EXERCISE DESCRIPTION:
Your answer should restate each line of the data below word for word.

MATERIAL SHOWN:
*** Block opens ***

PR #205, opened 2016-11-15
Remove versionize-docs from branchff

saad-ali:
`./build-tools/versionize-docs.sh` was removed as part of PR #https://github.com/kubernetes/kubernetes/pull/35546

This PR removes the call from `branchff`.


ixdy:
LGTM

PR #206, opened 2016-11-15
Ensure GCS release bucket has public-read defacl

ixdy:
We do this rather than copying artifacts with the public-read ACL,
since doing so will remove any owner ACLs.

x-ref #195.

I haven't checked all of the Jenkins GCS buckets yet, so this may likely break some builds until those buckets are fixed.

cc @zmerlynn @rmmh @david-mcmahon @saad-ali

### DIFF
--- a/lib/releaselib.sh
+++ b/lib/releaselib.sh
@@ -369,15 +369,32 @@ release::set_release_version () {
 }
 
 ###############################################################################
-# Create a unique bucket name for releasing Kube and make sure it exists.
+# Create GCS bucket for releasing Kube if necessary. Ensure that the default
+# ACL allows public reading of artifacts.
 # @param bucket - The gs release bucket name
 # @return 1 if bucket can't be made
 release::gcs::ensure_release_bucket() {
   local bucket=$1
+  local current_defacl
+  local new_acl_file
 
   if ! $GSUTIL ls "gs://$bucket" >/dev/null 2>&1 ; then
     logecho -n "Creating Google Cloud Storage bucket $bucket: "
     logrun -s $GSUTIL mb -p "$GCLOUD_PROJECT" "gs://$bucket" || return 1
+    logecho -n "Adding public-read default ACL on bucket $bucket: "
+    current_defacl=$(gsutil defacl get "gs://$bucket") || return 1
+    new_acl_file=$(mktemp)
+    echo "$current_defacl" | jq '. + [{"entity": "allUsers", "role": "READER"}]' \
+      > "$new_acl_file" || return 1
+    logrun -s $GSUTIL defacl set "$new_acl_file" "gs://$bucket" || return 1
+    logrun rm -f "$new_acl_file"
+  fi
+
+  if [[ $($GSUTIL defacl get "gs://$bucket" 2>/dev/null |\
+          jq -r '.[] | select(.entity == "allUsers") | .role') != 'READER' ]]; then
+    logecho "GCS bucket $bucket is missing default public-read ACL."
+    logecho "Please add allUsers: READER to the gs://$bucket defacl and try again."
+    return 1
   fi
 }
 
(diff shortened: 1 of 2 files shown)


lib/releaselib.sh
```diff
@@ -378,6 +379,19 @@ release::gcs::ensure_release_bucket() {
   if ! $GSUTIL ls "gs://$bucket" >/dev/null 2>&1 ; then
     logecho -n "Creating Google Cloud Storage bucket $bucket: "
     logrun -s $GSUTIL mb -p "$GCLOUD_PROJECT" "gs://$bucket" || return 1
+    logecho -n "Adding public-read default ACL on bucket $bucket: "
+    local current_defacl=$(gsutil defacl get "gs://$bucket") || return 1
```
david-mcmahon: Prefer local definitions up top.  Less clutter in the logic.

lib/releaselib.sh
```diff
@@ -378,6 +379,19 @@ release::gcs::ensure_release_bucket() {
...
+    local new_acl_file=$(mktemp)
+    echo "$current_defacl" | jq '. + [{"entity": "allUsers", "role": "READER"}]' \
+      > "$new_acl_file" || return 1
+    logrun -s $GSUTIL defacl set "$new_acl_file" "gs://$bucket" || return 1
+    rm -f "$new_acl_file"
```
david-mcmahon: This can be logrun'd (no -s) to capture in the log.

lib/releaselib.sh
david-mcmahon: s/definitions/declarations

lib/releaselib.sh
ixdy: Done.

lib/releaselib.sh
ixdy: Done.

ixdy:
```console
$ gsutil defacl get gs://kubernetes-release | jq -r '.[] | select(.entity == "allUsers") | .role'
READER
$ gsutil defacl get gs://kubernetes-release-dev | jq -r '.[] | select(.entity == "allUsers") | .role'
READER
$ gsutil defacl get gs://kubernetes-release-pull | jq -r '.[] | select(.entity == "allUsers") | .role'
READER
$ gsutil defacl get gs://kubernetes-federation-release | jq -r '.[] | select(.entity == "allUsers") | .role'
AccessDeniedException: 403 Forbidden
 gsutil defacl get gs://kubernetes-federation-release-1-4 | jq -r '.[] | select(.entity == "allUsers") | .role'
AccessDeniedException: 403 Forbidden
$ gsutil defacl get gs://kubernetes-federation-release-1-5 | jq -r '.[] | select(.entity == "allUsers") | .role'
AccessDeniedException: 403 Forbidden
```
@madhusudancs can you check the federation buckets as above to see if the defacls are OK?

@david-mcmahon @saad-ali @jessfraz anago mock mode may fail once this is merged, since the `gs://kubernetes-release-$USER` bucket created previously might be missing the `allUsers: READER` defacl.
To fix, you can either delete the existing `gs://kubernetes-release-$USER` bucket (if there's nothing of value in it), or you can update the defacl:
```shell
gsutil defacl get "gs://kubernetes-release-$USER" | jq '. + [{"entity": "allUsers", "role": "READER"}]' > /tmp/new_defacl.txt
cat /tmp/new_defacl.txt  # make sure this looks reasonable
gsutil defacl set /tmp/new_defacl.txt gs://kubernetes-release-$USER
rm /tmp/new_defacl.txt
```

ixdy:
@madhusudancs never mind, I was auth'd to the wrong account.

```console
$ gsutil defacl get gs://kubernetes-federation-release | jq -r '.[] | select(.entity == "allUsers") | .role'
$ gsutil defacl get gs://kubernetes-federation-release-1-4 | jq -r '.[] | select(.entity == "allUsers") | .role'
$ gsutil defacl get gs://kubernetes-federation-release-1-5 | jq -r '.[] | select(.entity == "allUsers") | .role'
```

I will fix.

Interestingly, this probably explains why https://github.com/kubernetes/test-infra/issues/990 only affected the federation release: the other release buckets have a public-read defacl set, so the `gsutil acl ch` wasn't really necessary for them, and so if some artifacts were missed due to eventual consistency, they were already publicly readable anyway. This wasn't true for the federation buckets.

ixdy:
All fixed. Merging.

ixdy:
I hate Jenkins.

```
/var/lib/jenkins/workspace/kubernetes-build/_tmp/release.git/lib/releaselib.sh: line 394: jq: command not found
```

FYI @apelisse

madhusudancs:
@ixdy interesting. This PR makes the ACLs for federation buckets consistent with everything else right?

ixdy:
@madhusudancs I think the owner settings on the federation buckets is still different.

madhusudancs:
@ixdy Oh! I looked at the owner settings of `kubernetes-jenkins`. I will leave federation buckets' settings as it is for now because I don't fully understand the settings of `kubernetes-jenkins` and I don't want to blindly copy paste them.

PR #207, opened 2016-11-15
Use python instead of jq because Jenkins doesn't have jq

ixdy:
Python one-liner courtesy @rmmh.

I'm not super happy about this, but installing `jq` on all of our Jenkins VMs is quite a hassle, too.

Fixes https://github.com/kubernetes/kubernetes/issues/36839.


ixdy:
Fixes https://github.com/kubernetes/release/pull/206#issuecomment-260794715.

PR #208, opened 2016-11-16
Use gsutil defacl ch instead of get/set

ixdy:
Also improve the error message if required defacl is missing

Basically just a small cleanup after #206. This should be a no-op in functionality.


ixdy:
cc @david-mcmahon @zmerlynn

*** Block closes ***

REPLY:
PR #205, opened 2016-11-15
Remove versionize-docs from branchff

saad-ali:
`./build-tools/versionize-docs.sh` was removed as part of PR #https://github.com/kubernetes/kubernetes/pull/35546

This PR removes the call from `branchff`.


ixdy:
LGTM

PR #206, opened 2016-11-15
Ensure GCS release bucket has public-read defacl

ixdy:
We do this rather than copying artifacts with the public-read ACL,
since doing so will remove any owner ACLs.

x-ref #195.

I haven't checked all of the Jenkins GCS buckets yet, so this may likely break some builds until those buckets are fixed.

cc @zmerlynn @rmmh @david-mcmahon @saad-ali

### DIFF
--- a/lib/releaselib.sh
+++ b/lib/releaselib.sh
@@ -369,15 +369,32 @@ release::set_release_version () {
 }
 
 ###############################################################################
-# Create a unique bucket name for releasing Kube and make sure it exists.
+# Create GCS bucket for releasing Kube if necessary. Ensure that the default
+# ACL allows public reading of artifacts.
 # @param bucket - The gs release bucket name
 # @return 1 if bucket can't be made
 release::gcs::ensure_release_bucket() {
   local bucket=$1
+  local current_defacl
+  local new_acl_file
 
   if ! $GSUTIL ls "gs://$bucket" >/dev/null 2>&1 ; then
     logecho -n "Creating Google Cloud Storage bucket $bucket: "
     logrun -s $GSUTIL mb -p "$GCLOUD_PROJECT" "gs://$bucket" || return 1
+    logecho -n "Adding public-read default ACL on bucket $bucket: "
+    current_defacl=$(gsutil defacl get "gs://$bucket") || return 1
+    new_acl_file=$(mktemp)
+    echo "$current_defacl" | jq '. + [{"entity": "allUsers", "role": "READER"}]' \
+      > "$new_acl_file" || return 1
+    logrun -s $GSUTIL defacl set "$new_acl_file" "gs://$bucket" || return 1
+    logrun rm -f "$new_acl_file"
+  fi
+
+  if [[ $($GSUTIL defacl get "gs://$bucket" 2>/dev/null |\
+          jq -r '.[] | select(.entity == "allUsers") | .role') != 'READER' ]]; then
+    logecho "GCS bucket $bucket is missing default public-read ACL."
+    logecho "Please add allUsers: READER to the gs://$bucket defacl and try again."
+    return 1
   fi
 }
 
(diff shortened: 1 of 2 files shown)


lib/releaselib.sh
```diff
@@ -378,6 +379,19 @@ release::gcs::ensure_release_bucket() {
   if ! $GSUTIL ls "gs://$bucket" >/dev/null 2>&1 ; then
     logecho -n "Creating Google Cloud Storage bucket $bucket: "
     logrun -s $GSUTIL mb -p "$GCLOUD_PROJECT" "gs://$bucket" || return 1
+    logecho -n "Adding public-read default ACL on bucket $bucket: "
+    local current_defacl=$(gsutil defacl get "gs://$bucket") || return 1
```
david-mcmahon: Prefer local definitions up top.  Less clutter in the logic.

lib/releaselib.sh
```diff
@@ -378,6 +379,19 @@ release::gcs::ensure_release_bucket() {
...
+    local new_acl_file=$(mktemp)
+    echo "$current_defacl" | jq '. + [{"entity": "allUsers", "role": "READER"}]' \
+      > "$new_acl_file" || return 1
+    logrun -s $GSUTIL defacl set "$new_acl_file" "gs://$bucket" || return 1
+    rm -f "$new_acl_file"
```
david-mcmahon: This can be logrun'd (no -s) to capture in the log.

lib/releaselib.sh
david-mcmahon: s/definitions/declarations

lib/releaselib.sh
ixdy: Done.

lib/releaselib.sh
ixdy: Done.

ixdy:
```console
$ gsutil defacl get gs://kubernetes-release | jq -r '.[] | select(.entity == "allUsers") | .role'
READER
$ gsutil defacl get gs://kubernetes-release-dev | jq -r '.[] | select(.entity == "allUsers") | .role'
READER
$ gsutil defacl get gs://kubernetes-release-pull | jq -r '.[] | select(.entity == "allUsers") | .role'
READER
$ gsutil defacl get gs://kubernetes-federation-release | jq -r '.[] | select(.entity == "allUsers") | .role'
AccessDeniedException: 403 Forbidden
 gsutil defacl get gs://kubernetes-federation-release-1-4 | jq -r '.[] | select(.entity == "allUsers") | .role'
AccessDeniedException: 403 Forbidden
$ gsutil defacl get gs://kubernetes-federation-release-1-5 | jq -r '.[] | select(.entity == "allUsers") | .role'
AccessDeniedException: 403 Forbidden
```
@madhusudancs can you check the federation buckets as above to see if the defacls are OK?

@david-mcmahon @saad-ali @jessfraz anago mock mode may fail once this is merged, since the `gs://kubernetes-release-$USER` bucket created previously might be missing the `allUsers: READER` defacl.
To fix, you can either delete the existing `gs://kubernetes-release-$USER` bucket (if there's nothing of value in it), or you can update the defacl:
```shell
gsutil defacl get "gs://kubernetes-release-$USER" | jq '. + [{"entity": "allUsers", "role": "READER"}]' > /tmp/new_defacl.txt
cat /tmp/new_defacl.txt  # make sure this looks reasonable
gsutil defacl set /tmp/new_defacl.txt gs://kubernetes-release-$USER
rm /tmp/new_defacl.txt
```

ixdy:
@madhusudancs never mind, I was auth'd to the wrong account.

```console
$ gsutil defacl get gs://kubernetes-federation-release | jq -r '.[] | select(.entity == "allUsers") | .role'
$ gsutil defacl get gs://kubernetes-federation-release-1-4 | jq -r '.[] | select(.entity == "allUsers") | .role'
$ gsutil defacl get gs://kubernetes-federation-release-1-5 | jq -r '.[] | select(.entity == "allUsers") | .role'
```

I will fix.

Interestingly, this probably explains why https://github.com/kubernetes/test-infra/issues/990 only affected the federation release: the other release buckets have a public-read defacl set, so the `gsutil acl ch` wasn't really necessary for them, and so if some artifacts were missed due to eventual consistency, they were already publicly readable anyway. This wasn't true for the federation buckets.

ixdy:
All fixed. Merging.

ixdy:
I hate Jenkins.

```
/var/lib/jenkins/workspace/kubernetes-build/_tmp/release.git/lib/releaselib.sh: line 394: jq: command not found
```

FYI @apelisse

madhusudancs:
@ixdy interesting. This PR makes the ACLs for federation buckets consistent with everything else right?

ixdy:
@madhusudancs I think the owner settings on the federation buckets is still different.

madhusudancs:
@ixdy Oh! I looked at the owner settings of `kubernetes-jenkins`. I will leave federation buckets' settings as it is for now because I don't fully understand the settings of `kubernetes-jenkins` and I don't want to blindly copy paste them.

PR #207, opened 2016-11-15
Use python instead of jq because Jenkins doesn't have jq

ixdy:
Python one-liner courtesy @rmmh.

I'm not super happy about this, but installing `jq` on all of our Jenkins VMs is quite a hassle, too.

Fixes https://github.com/kubernetes/kubernetes/issues/36839.


ixdy:
Fixes https://github.com/kubernetes/release/pull/206#issuecomment-260794715.

PR #208, opened 2016-11-16
Use gsutil defacl ch instead of get/set

ixdy:
Also improve the error message if required defacl is missing

Basically just a small cleanup after #206. This should be a no-op in functionality.


ixdy:
cc @david-mcmahon @zmerlynn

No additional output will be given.